PR #569, opened 2021-09-19
Upgrade protoc to 3.18.0

bufdev:
Per internal guide upgrading_protoc_version.md


bufdev:
We need to move Windows installation from `choco` to our own script as we need to keep the `protoc` version consistent, otherwise we have a diff in generated files during test, see https://github.com/bufbuild/buf/pull/569/checks?check_run_id=3645036940

bufdev:
See https://github.com/bufbuild/buf/issues/570

bufdev:
Once we figure out how to install `protoc` by Zip in Windows, we should update upgrading_protoc_version.md to reflect that the variable inside `windows/setupDeps.ps1` needs to be updated as well.

amckinney (approved):

doriable (approved):

PR #659, opened 2021-10-13
Do not print imports for image file ref for `buf ls-files`

doriable:
Currently, when given an image ref, we are printing out the imports for `buf ls-files`,
even when the `--include-imports`﻿flag is not set. This fixes that behaviour.


amckinney:
Please add a `CHANGELOG.md` entry.

PR #670, opened 2021-10-19
Update changelog in for #608

doriable:


doriable:
> I'd actually probably expand on this even more but this is fine

Sounds good, I read through some of the other `CHANGELOG` entries and modelled it after those.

◇ ◇ ◇ ◇ ◇

What is expected: Scan the material for lines holding the word "bufbuild", count them, and give the result alone.

Answer space: 2